There was one occasion in this city when I met what is called “social attention” in a conspicuous form. I think it was later, but will tell the tale while I remember it. A friend there had arranged a lecture for me. This is no light work, as any one who has done it knows. The tickets were fifty cents. Certain ladies, knowing me by reputation, insisted that I must have some social attention. Pay fifty cents to hear me lecture they would not, but got up a lunch party in my “honor” at a hotel, where they all paid a dollar for their food, and expected me to address them, for nothing! I arrived about 11:00 A.M. — there was a coal famine, a blizzard and a strike, all at once, and such hindrance and delay that I had had almost no sleep. And here I was taken to this hotel filled with buzzing women, for this luncheon.
“Have you engaged a room for me?” I asked wearily. No, they had not thought to do that. I suggested that I should like a room and a bath, which was presently furnished, to my relief. And all through that chattering lunch I sat thinking how to tell them, without being rude and grossly ungrateful, that to expect a
speech for nothing, of a professional speaker, was — well, shall we say unbusinesslike? When women really grow up they will be more fair-minded.
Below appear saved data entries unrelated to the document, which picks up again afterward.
PR #29, opened 2022-05-10
Add ability to create Deployment from git ref

dglsparsons:
- Refactor test to use env variables for repositories


dglsparsons:
FYI @WCMinor :)

WCMinor:
I'm testing your code, if I pass the value of `ref` as a hardcoded config, like in
```
ref     = "main"
```
the validation works fine. However if I pass it as a variable, as in
```
ref     = var.git_branch
```
It does not work, is throws:
```
A Deployment must have either `ref` or `files` specified
```

Of course the variable `git_branch` has value in my template. This is a behaviour that I found days ago, that's why I originally implemented it in the apply state (hacky).

dglsparsons:
@WCMinor That's a good catch! I think it's because I'm checking `Value` rather than `Null`. I'll update that! :)

client/deployment_create.go
```diff
@@ -136,10 +149,52 @@ func (e MissingFilesError) Error() string {
...
+		return gitSource{
+			Type: "github",
+			Org:  project.Link.Org,
+			Repo: project.Link.Repo,
+			Ref:  ref,
+		}, nil
+	case "gitlab":
+		return gitSource{
+			ProjectID: project.Link.ProjectID,
+			Type:      "gitlab",
```
ecklf, line 172: Maybe sort these across all the different git sources so it looks cleaner?

README.md
```diff
@@ -37,9 +37,12 @@ In order to test the provider, you can simply run `task test`.
 
 _Note:_ This runs acceptance tests that will create real resources. You should expect that the full acceptance test suite will take some time to run.
 
-The acceptance tests require a `VERCEL_API_TOKEN` (which can be generated [here](https://vercel.com/account/tokens), and
-a `VERCEL_TERRAFORM_TESTING_TEAM` (which should be a Vercel team_id where resources can be created and destroyed)
-environment variable set.
+The acceptance tests require a few environment variables to be set:
+* `VERCEL_API_TOKEN` - this can be generated [here](https://vercel.com/account/tokens)
+* `VERCEL_TERRAFORM_TESTING_TEAM` - a Vercel team_id where resources can be created and destroyed
+* `VERCEL_TERRAFORM_TESTING_GITHUB_REPO` - a github repository in the form 'org/repo' that can be used to trigger deployments
```
ecklf, line 43: Since we capitalize the Vercel brand name we should also do it for others?
`GitHub`, `GitLab`, `Bitbucket`, etc.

On westward I went, stopping at Kansas City, at Denver and Greeley, Colorado, and to Ogden, Salt Lake City, and Provo, Utah — where I lectured in the Brigham Young Polysophical Academy!
Mrs. Susa Young Gates, the greatest child of her great father, Brigham Young, one of the friends I made at the London Congress, has remained so to her death. She was a remarkable woman, herself a writer and speaker, an organiser, an editor, and mother of eleven children. I always visited her when in Utah. There were a number of lectures this time, and I had a chance to see my brother’s second wife and my nephew Basil, a dear boy.
Another friend in Ogden, Mrs. Coulter, took me to the Aglaia, apparently a literary circle. “Hear Lamb discussed — with faint — final — reference to his possible sense of humor!” By December 8th I am in San Francisco, first time since ignominious departure in 1895.
I love to reach the coast by the U.P. The long, upward pull to the divide, two big engines tugging and puffing like live things. Then, as we go over, the sudden change in the sound of the wheels, easy, swift, as we roll down, passing degrees of latitude in minutes almost, snow, evergreens, deciduous trees, the rich, sweet air, the growing warmth, and all at once oranges, palms, roses, California! I love that state (geographically) from end to end; love the whole Pacific Coast for that matter, but California especially.
The mountains, the valleys, the brilliant sea, the endless profusion of rich foliage and flowers and fruit, the long, sweeping contours of the topography, the blessed calmness of the air — all these I love. Yet, when it comes to people, never have I been so misliked and misunderstood as in that state. However, those people are mostly dead by this time, and I have fulfilled my determination when hounded by evil-minded newspapers — have made a wide and good reputation in spite of them.